Appeal from an order and judgment of the Supreme Court (Sheridan, J.), entered July 16, 2004 in Albany County, which, inter alia, granted defendants’ cross motion to dismiss the complaint.
Plaintiffs were cosponsors of the offering plan for a housing development. Defendants are that development’s homeowners’ association, its board of directors and the individual members of the board of directors. This action alleges defamation through statements in a letter to the association’s members and another letter to an Assistant Attorney General in the Department of Law—Investor Protection Bureau. After a dispute arose regarding disclosure, plaintiffs moved to compel compliance with their disclosure demands. Defendants cross-moved for dismissal of the complaint pursuant to CPLR 3211 (a) (7) or 3212, and alternatively for a protective order. Supreme Court found that the letter to the association members was entitled to an absolute privilege and the letter to the Attorney General’s office was entitled to a qualified privilege, resulting in a dismissal of the complaint. The court thus denied plaintiffs’ disclosure motion. Plaintiffs appeal.

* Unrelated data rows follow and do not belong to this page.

Issue #1631, opened 2026-05-31
discussion: recovery/repair ergonomics so products don't need a full onChatRecovery override (persist-false footgun, ask_user preserve-as-text, onExhausted payload)


threepointone:
## Background

A production agent product (long tool-heavy turns, continuous deploys, DO eviction) carries a custom `onChatRecovery` override because the framework — even after #1623's bounded recovery — doesn't give them a few things they need for a *user-facing terminal-state policy*. Investigating their deploy-churn data-loss report surfaced three framework-level gaps. Each is independently small; together they're what forces the override (and the override is where their bug lived). Filing as one discussion so we can decide what to absorb.

All references are to `packages/agents/src/index.ts` / `packages/think/src/think.ts` / `packages/ai-chat/src/index.ts`.

---

## 1. `onChatRecovery` returning `persist: false` silently discards settled work (data-loss footgun)

**What happens.** In the recovery fiber, `onChatRecovery(ctx)` is called first, then the orphan is persisted only if `options.persist !== false`:

```ts
const options = (await this.onChatRecovery({ ... })) ?? {};
if (options.persist !== false && streamId && (streamStillActive || (streamIsTerminal && !streamAlreadyPersisted))) {
  await this._persistOrphanedStream(streamId);
}
```

So a subclass that returns `{ persist: false, continue: false }` on a *terminal* decision — a very natural-looking "give up on this turn" return — **throws away the partial assistant message**, including every settled (often non-idempotent) tool result from a 10–20-call turn. The model then re-runs all of it on the next message. The customer hit exactly this: a healthy long turn interrupted past their cap by deploy churn returned `{ persist: false }` and "went all the way back / lost the files."

**Why it's a footgun.** `persist: false` reads like "don't bother continuing," not "delete the settled work." The settled tool results are the most valuable, least-reproducible state in the turn.

**Suggestions (pick one):**
- Make the orphan persist independent of the *continue* decision — i.e. persist the settled partial whenever there is one, and treat `persist: false` as advisory only (or rename it to make the data-loss explicit).
- Or default `persist` to `true` and require an explicit `discardPartial: true` to drop settled work, with a one-time `console.warn` when a terminal return discards a partial that contained settled tool results.
- At minimum: document loudly on `ChatRecoveryOptions.persist` that `{ continue: false }` should keep `persist: true` to avoid losing settled tool calls.

---

## 2. `ask_user` / client-resolved orphans should be preservable as text, not flipped to an errored result

[...]

Issue #1628, opened 2026-05-31
bug: chat-recovery progress marker is count-based, so compaction can cause premature budget exhaustion


threepointone:
## Summary

Think's chat-recovery progress detection counts the **current** number of assistant messages. Auto-compaction reduces that count (it replaces several messages with a single summary overlay), so a recovery incident that fires after a compaction can read "no forward progress" even though the turn actually advanced — failing to reset the attempt budget and risking **premature exhaustion** under simultaneous compaction + deploy churn.

Surfaced during the deep review of #1623 (item #7). Deferred from that PR because the proper fix is a design change (a monotonic progress signal), not a quick patch.

## Where

`packages/think/src/think.ts`

`_chatRecoveryProgressMarker()` counts assistant messages:

```ts
private _chatRecoveryProgressMarker(): number {
  return this.messages.reduce(
    (count, message) => (message.role === "assistant" ? count + 1 : count),
    0
  );
}
```

`_beginChatRecoveryIncident()` uses it to decide whether to reset the attempt budget:

```ts
const prevProgress = existing?.progress ?? 0;
const currentProgress = this._chatRecoveryProgressMarker();
const madeProgress = existing != null && currentProgress > prevProgress;
// ...
const attempt = madeProgress && !windowExceeded ? 1 : (existing?.attempt ?? 0) + 1;
const exhausted = windowExceeded || attempt > config.maxAttempts;
// stored high-water mark:
progress: Math.max(prevProgress, currentProgress)
```

## The bug

The intent: a mid-turn deploy interrupts a turn that is *advancing* (each recovery persists a new assistant message via `_persistOrphanedStream`), so `currentProgress > prevProgress` → reset the attempt budget instead of burning it. This keeps a turn that's genuinely making progress from being abandoned by repeated deploys.

But `progress` is a **count** of current assistant messages, and it's stored as a **high-water mark** (`Math.max`). Auto-compaction (fires on `appendMessage` when `compactAfter` is configured) collapses multiple assistant messages into one summary overlay, so the count **drops**. After a compaction:

- `currentProgress` (post-compaction count) < `prevProgress` (pre-compaction high-water mark)
- → `madeProgress` is `false`
- → the attempt counter is **not** reset, even though the turn advanced

[...]

PR #1633, opened 2026-05-31
fix(think,ai-chat): make chat-recovery progress signal compaction-immune (#1628)

threepointone:
## Stack

This is **PR 1 of 4** addressing #1631 (recovery/repair ergonomics) and #1628. The series is stacked; review/merge bottom-up:

1. **➡️ #1628 — progress signal compaction-immune (this PR)** · patch
2. preserve settled work when a turn is given up · patch
3. `repairInterruptedToolPart` hook · minor
4. incident identity + `onExhausted` payload · minor

Each PR is independently reviewable; this one has no dependency on the others (it's the base of the stack). Targets `main`.

---

## Problem (#1628)

Bounded chat recovery (#1623) resets the per-incident retry budget when an interrupted turn is making **forward progress**, so that a turn repeatedly interrupted by deploy churn isn't falsely treated as a poison turn and sealed at `maxAttempts`. That progress signal was **recomputed from the live transcript** by counting assistant messages:

```ts
// packages/think/src/think.ts (and the verbatim mirror in packages/ai-chat/src/index.ts)
private _chatRecoveryProgressMarker(): number {
  return this.messages.reduce(
    (count, message) => (message.role === "assistant" ? count + 1 : count),
    0
  );
}
// ...in _beginChatRecoveryIncident:
const prevProgress = existing?.progress ?? 0;
const currentProgress = this._chatRecoveryProgressMarker();
const madeProgress = existing != null && currentProgress > prevProgress;
```

`this.messages` is the live, mutable transcript. **Compaction collapses older assistant messages into a summary, lowering the count.** So a turn that genuinely advanced between two recovery attempts can read as `currentProgress < prevProgress` → `madeProgress = false` → the budget is **not** reset → the turn exhausts at `maxAttempts` and is sealed, even though it was healthy. The stored `progress: Math.max(prevProgress, currentProgress)` only protects the persisted high-water; the *comparison* still uses the live (compacted) recompute, so it doesn't help.

This is the data-loss path a tool-heavy agent under continuous deploys actually hits.

## Fix

Track progress with a **durable, monotonic counter** that compaction can never lower, instead of recomputing from the transcript:

- New storage key `cf:chat-recovery:progress`.
- Bumped exactly once when `_persistOrphanedStream` materializes a **non-empty** partial assistant message — which is precisely the "forward progress" event the old assistant-message count was a proxy for.
- `_chatRecoveryProgressMarker()` now reads that counter; `_beginChatRecoveryIncident` awaits it.

Because it only ever increments, compaction is irrelevant. Semantics are otherwise preserved:

- **Healthy turn under churn:** each interruption persists a non-empty partial → counter grows → `madeProgress` true → budget resets. ✅
- **Poison turn (no chunks):** `_persistOrphanedStream` early-returns on empty chunks → counter flat → budget counts toward the cap → exhausts. ✅
- **Genuinely-stuck-but-producing turn:** still ultimately bounded by the unchanged 15-minute `CHAT_RECOVERY_MAX_WINDOW_MS` wall-clock ceiling.

### Timing (why the counter is read at incident-begin and bumped at persist)

Per interruption: `_beginChatRecoveryIncident` reads the counter and compares against the stored high-water → then (if not exhausted) `_persistOrphanedStream` bumps it. So attempt _N_'s bump is observed at attempt _N+1_'s comparison, exactly mirroring how the old assistant-message count grew after each persist.

## Back-compat / migration

A session interrupted mid-incident *before* this counter existed has no `cf:chat-recovery:progress` key → it reads `0`. For a **new** incident that's fine (no comparison on first detection). For an in-flight incident at upgrade time the comparison is conservative (treats it as no-progress for that one alarm), which is bounded and harmless. No persisted-data migration required.

## Bonus

`@cloudflare/ai-chat`'s `_persistOrphanedStream` **merges** a continuation partial into the existing assistant message in place, so its old marker barely grew across continuations (only the first persist added a message) — it was *already* under-counting progress. The monotonic counter fixes that too and brings ai-chat in line with think.

## Files

- `packages/think/src/think.ts` — counter constant, `_chatRecoveryProgressMarker` (now async, reads storage), new `_bumpChatRecoveryProgress`, bump in `_persistOrphanedStream`, `await` in `_beginChatRecoveryIncident`, updated `ChatRecoveryIncident.progress` doc.
- `packages/ai-chat/src/index.ts` — same changes; `_persistOrphanedStream` made `async` (callers updated to `await`).
- Tests + harness helpers (`bumpRecoveryProgressForTest`, `dropAssistantMessagesForTest`).
- `.changeset/chat-recovery-progress-monotonic.md` (patch · think + ai-chat).

## Tests

New regression test in **both** packages — *"detects forward progress even after compaction collapses the transcript (#1628)"*: open an incident, make progress (bump the counter), then drop every assistant message from the live cache (simulating compaction), and assert the next alarm still resets the budget. The old message-count marker fails this; the durable counter passes. Existing progress-reset and wall-clock-ceiling tests were re-pointed at the counter and still pass.

## Verification

- `tsc --noEmit` clean for `@cloudflare/think` and `@cloudflare/ai-chat`.
- `oxlint` clean; `oxfmt` applied.
- Full suites green: think **460 passed** (15 files), ai-chat **481 passed** (42 files).

## Test plan

- [ ] CI green (`npm run build && npm run check && nx affected -t test`)
- [ ] Confirm the compaction regression test fails on `main` and passes here
- [ ] Sanity-check the back-compat note for in-flight incidents at deploy time

### DIFF
--- a/.changeset/chat-recovery-progress-monotonic.md
+++ b/.changeset/chat-recovery-progress-monotonic.md
@@ -1,0 +1,16 @@
+---
+"@cloudflare/think": patch
+"@cloudflare/ai-chat": patch
+---
+
+Fix chat recovery prematurely exhausting its retry budget under compaction
+(#1628). The deploy-churn forward-progress signal — which resets the recovery
+budget when an interrupted turn is actually advancing — was recomputed from the
+live transcript by counting assistant messages. Compaction collapses older
+assistant messages into a summary, lowering that count, so a turn that had
+genuinely advanced could read as "no progress" between recovery attempts and
+exhaust at `maxAttempts`, sealing a healthy turn. Progress is now tracked by a
+durable, monotonic counter incremented when `_persistOrphanedStream` materializes
+a non-empty partial (the exact event the message count was proxying for), so
+compaction can never lower it. A turn that genuinely fails to advance still
+exhausts at the cap, and the 15-minute wall-clock ceiling is unchanged.
--- a/packages/ai-chat/src/index.ts
+++ b/packages/ai-chat/src/index.ts
@@ -114,16 +114,23 @@ type ChatRecoveryIncident = {
   lastAttemptAt: number;
   reason?: string;
   /**
-   * High-water mark of a monotonic recovery-progress signal (count of persisted
-   * assistant messages) observed for this incident. Used to distinguish a turn
-   * that is making forward progress but keeps getting interrupted by isolate
-   * resets (deploys) — which should NOT exhaust the budget — from one that
-   * genuinely fails to advance.
+   * High-water mark of the durable, monotonic recovery-progress counter (see
+   * `_chatRecoveryProgressMarker`) observed for this incident. Used to
+   * distinguish a turn that is making forward progress but keeps getting
+   * interrupted by isolate resets (deploys) — which should NOT exhaust the
+   * budget — from one that genuinely fails to advance. Sourced from a persisted
+   * counter rather than the live transcript so compaction cannot lower it
+   * (#1628).
    */
   progress?: number;
 };
 
 const CHAT_RECOVERY_INCIDENT_KEY_PREFIX = "cf:chat-recovery:incident:";
+// Durable, monotonic forward-progress counter for recovery budget resets.
+// Incremented once per non-empty partial materialized by
+// `_persistOrphanedStream`; never recomputed from the (compactable) transcript.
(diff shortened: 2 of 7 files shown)


threepointone:
/bonk do a deep review on this pr, look for edge cases, how's the ux on this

Supreme Court properly dismissed the cause of action related to the homeowners’ letter as absolutely privileged. Statements by parties to legal proceedings are absolutely privileged if those statements are in any way pertinent to the litigation (see Grasso v Mathew, 164 AD2d 476, 479 [1991], lv dismissed 77 NY2d 940 [1991], lv denied 78 NY2d 855 [1991]; Friedman v Alexander, 79 AD2d 627, 628 [1980]). The test of pertinency in this regard is extremely liberal so as to “embrace[ ] anything that may possibly or plausibly be relevant or pertinent” (Grasso v Mathew, supra at 479). As the association was a party to litigation, the letter from the board of directors informing the association’s members of the status of that litigation was pertinent to such legal proceedings, entitling the statements in that letter to an absolute privilege (see Friedman v Alexander, supra at 628). Therefore, the court properly dismissed the cause of action related to allegedly defamatory statements in that letter.

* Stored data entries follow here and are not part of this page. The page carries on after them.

PR #1635, opened 2026-05-31
feat(think): add repairInterruptedToolPart hook for client-resolved tools (#1631)

threepointone:
## Stack

This is **PR 3 of 4** for #1631. Stacked; **base is `fix/chat-recovery-preserve-settled-work`** (PR #1634). Retargets to `main` as the stack merges. Diff shown is only this PR's commit.

1. #1633 — progress signal compaction-immune (#1628) · patch
2. #1634 — preserve settled work when a turn is given up · patch
3. **➡️ `repairInterruptedToolPart` hook (this PR)** · minor
4. incident identity + `onExhausted` payload · minor

This is a **public-API addition** (a new `protected` override point) — the one most worth a careful API-shape review. `@cloudflare/think` only (ai-chat has no transcript-repair pass).

---

## Problem (#1631, item 2)

Transcript repair (`_repairToolTranscriptParts`) flips a tool call with no settled result to an errored tool-result — preserving the record and keeping the provider from 400ing (`AI_MissingToolResultsError`). That's the right default for **server** tools.

It's wrong for **client-resolved** tools like `ask_user` — a question with no server `execute`, answered by the user's *next message*. There, the interrupted call **is** a question, and the right repair is to preserve it as a **text part carrying the prompt**, so the model sees a normal Q→A exchange and compaction keeps the question verbatim. Flipping it to `output-error` turns *\"the assistant asked X\"* into *\"a tool errored\"* and loses the prose.

Crucially, repair runs **and persists** before `beforeTurn`:

```ts
// _runInference
const history = await this._repairTranscriptForProvider(this.messages); // repairs + persists + broadcasts
const messages = await convertToModelMessages(truncated, { ... });       // builds model ctx
...
const subclassConfig = (await this.beforeTurn(ctx)) ?? {};               // too late: ctx.messages already built/persisted
```

So a subclass had **no way** to shape this for the current turn — any `beforeTurn` fix-up lands a turn late and races the framework's persisted `output-error`.

## Fix

Extract the per-orphan flip into a `protected` overridable hook that repair consults during the repair pass (before persist), defaulting to the existing behavior:

```ts
/** Repair a single interrupted tool call (no settled result). `input` is already
 *  normalized. Default flips it to an errored tool-result. Override to preserve
 *  client-resolved tools (e.g. ask_user -> a text part carrying the prompt) so the
 *  conversion shapes THIS turn, before repair persists + sends to the model. */
protected repairInterruptedToolPart(
  part: UIMessage["parts"][number]
): UIMessage["parts"][number] {
  return { ...part, state: "output-error", errorText: "The tool call was interrupted before a result was recorded." };
}
```

`_repairToolTranscriptParts` now calls `this.repairInterruptedToolPart({ ...part, input: normalizedInput })`. Default behavior is byte-for-byte unchanged. A subclass returning a text part for `ask_user` takes effect **on the same turn**, because it runs inside the repair pass.

Contract (documented on the method): a returned **tool** part must carry a settled result (so the `ignoreIncompleteToolCalls` backstop / `_incompleteToolCallIds` don't drop it); returning a **non-tool** part (e.g. text) is fine.

## Files

- `packages/think/src/think.ts` — new `protected repairInterruptedToolPart`; `_repairToolTranscriptParts` refactored to call it (default unchanged).
- `packages/think/src/tests/agents/client-tools.ts` — `ThinkClientToolsAgent` overrides the hook (ask_user → text) to demonstrate the intended usage + a `repairToolTranscriptPartsForTest` harness.
- `packages/think/src/tests/client-tools.test.ts` — tests.
- `.changeset/think-repair-interrupted-tool-part-hook.md` (minor · think).

## Tests

- *converts an interrupted `ask_user` into a text part carrying the prompt* (the override).
- *falls back to the default errored-result repair for non-`ask_user` tools* (default preserved).
- *leaves a settled `ask_user` untouched* (only interrupted calls are repaired).

The pre-existing repair tests (`message-reconciliation.test.ts`: orphan → `output-error`) still pass — the refactor is behavior-preserving for the default, and the demo override only matches `tool-ask_user` (other agents' orphans are unaffected).

## Verification

- `tsc --noEmit` clean (think); `oxlint` clean; `oxfmt` applied.
- `client-tools` + `message-reconciliation` suites: **58 passed**. Full think suite: **460 passed**.

## API review notes

- Name/shape up for discussion: `repairInterruptedToolPart(part) -> part`. Alternatives considered: a `beforeTranscriptRepair(messages)` pre-hook (rejected — needs extra persist-gating to avoid the repair's early-return swallowing hook-only changes; per-part is cleaner and persists naturally).
- This only resolves item 2 for `think`. ai-chat doesn't run this repair pass, so no change there.

## Test plan

- [ ] CI green
- [ ] API-shape sign-off on `repairInterruptedToolPart`
- [ ] Confirm default-path repair unchanged (existing repair tests green)

### DIFF
--- a/.changeset/think-repair-interrupted-tool-part-hook.md
+++ b/.changeset/think-repair-interrupted-tool-part-hook.md
@@ -1,0 +1,20 @@
+---
+"@cloudflare/think": minor
+---
+
+Add a `repairInterruptedToolPart` hook so subclasses can control how an
+interrupted tool call is repaired during transcript repair (#1631).
+
+Transcript repair flips a tool call with no settled result to an errored
+tool-result (preserving the record and keeping the provider from 400ing). That
+is the right default for server tools, but wrong for client-resolved tools like
+`ask_user` — a question with no server `execute`, answered by the user's next
+message — where the interrupted call _is_ a question and should be preserved as
+text so the model sees normal Q→A conversation and compaction keeps the prompt
+verbatim. Because repair runs (and persists) before `beforeTurn`, a subclass had
+no way to shape this for the current turn.
+
+`repairInterruptedToolPart(part)` defaults to the existing errored-result
+behavior and runs during repair, so an override (e.g. converting an interrupted
+`ask_user` into a text part carrying the prompt) takes effect on the same turn,
+not just the next one.
--- a/docs/chat-agents.md
+++ b/docs/chat-agents.md
@@ -651,7 +651,9 @@ Common return values:
 
 - `{}` — persist partial + auto-continue (default, works with providers that support assistant prefill)
 - `{ continue: false }` — persist partial but do not auto-continue (handle continuation yourself)
-- `{ persist: false, continue: false }` — handle everything yourself (e.g., retrieve a completed response from the provider)
+- `{ persist: false, continue: false }` — do not persist the unsettled remainder and handle everything yourself (e.g., retrieve a completed response from the provider)
+
+Settled work is never dropped: `persist: false` only suppresses persistence of a partial that has nothing settled to lose. A partial that already carries settled tool results (completed, often non-idempotent work) is persisted regardless, so an app cannot accidentally discard completed tool calls — and never needs `{ persist: true }` just to stay safe.
 
 When recovery happens before any stream chunks were written, there is no partial assistant message to continue. If the latest persisted message is still the unanswered user message from the interrupted turn, the framework retries that turn automatically unless `continue` is `false`.
 
--- a/docs/think/index.md
+++ b/docs/think/index.md
@@ -416,6 +416,33 @@ export class MyAgent extends Think<Env> {
 
 The same recovery events are available through `agents/observability` on the `chat` channel. Transcript repairs are emitted on the `transcript` channel.
 
+#### Repairing interrupted tool calls
+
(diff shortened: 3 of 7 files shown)


threepointone:
### Rebased onto `main` + docs added

- **Rebased** onto current `main` (dropped the now-merged #1633/#1634 commits; the diff is just this PR's change). Adapted three test-fixture accesses to the current type graph (the RPC stub return type for `repairToolTranscriptPartsForTest` stubifies the `UIMessage` union to `never[]` at the call site → explicit `as UIMessage` casts; test-only, production untouched).
- **Docs** for the new override:
  - `docs/think/index.md` — new "Repairing interrupted tool calls" subsection (default errored-result + the `repairInterruptedToolPart` override with the `ask_user`→text example). Think-only, so not added to `chat-agents.md` (ai-chat has no transcript-repair pass).
  - `packages/think/README.md` — brief recovery-section mention with the same example.
  - `docs/chat-agents.md` — corrected the now-stale `{ persist: false }` recovery-options wording to reflect the merged no-loss default (#1634/R1): settled work is never dropped.

Green: think **466**, client-tools **50**, `npm run check` clean (91 projects).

Supreme Court also properly dismissed plaintiffs’ cause of action based on the letter to the Attorney General’s office. Plaintiffs conceded that statements in that letter are entitled to a qualified privilege because they were made by the board of *964directors in the course of discharging its duties to the association (see Toker v Pollak, 44 NY2d 211, 219 [1978]). In order to defeat the qualified privilege, plaintiffs were required to tender proof in evidentiary form that defendants acted with malice in making the statements (see id.; Russ v State Empls. Fed. Credit Union [SEFCU], 298 AD2d 791, 793 [2002]; Hoyt v Kaplan, 263 AD2d 918, 919 [1999]). Plaintiffs have failed to refute defendants’ disclaimer of malice and offer nothing more than mere speculation regarding ill will, rather than evidentiary proof that “the statements were so extravagant or vituperative as to indicate that they were motivated solely by ill will” (Hoyt v Kaplan, supra at 920). Plaintiffs’ request for further disclosure is unpersuasive because it is based on an unsubstantiated hope that something helpful will be uncovered, with “no reason to believe that proof of malice will be developed through discoveiy” (Harris v Alcan Aluminum Corp., 91 AD2d 830, 831 [1982], affd 58 NY2d 1036 [1983]; see Trails W. v Wolff, 32 NY2d 207, 221 [1973]). Considering the record here, and the additional information available to plaintiffs from related litigation regarding the housing development (see Green Harbour Homeowners’ Assn., Inc. v G.H. Dev. & Constr., Inc., 14 AD3d 963 [2005])— which resulted in a trial lasting 24 days, produced a transcript over 3,300 pages, provided in excess of 100 trial exhibits and involved depositions of the parties—there is no basis to conclude that further disclosure will uncover additional probative evidence of malice or that any material facts are in defendants’ exclusive possession (see Matter of Heustis v Town of Ticonderoga Planning Bd., 11 AD3d 868, 870 [2004]; Hughes Training, Inc., Link Div. v Pegasus Real-Time, 255 AD2d 729, 730 [1998]). Thus, Supreme Court’s dismissal of plaintiffs’ second cause of action was proper.
Based on the proper dismissal of both causes of action, we need not address the parties’ arguments concerning their disclosure motions.
Spain, J.P., Carpinello, Rose and Lahtinen, JJ., concur. Ordered that the order and judgment is affirmed, with costs.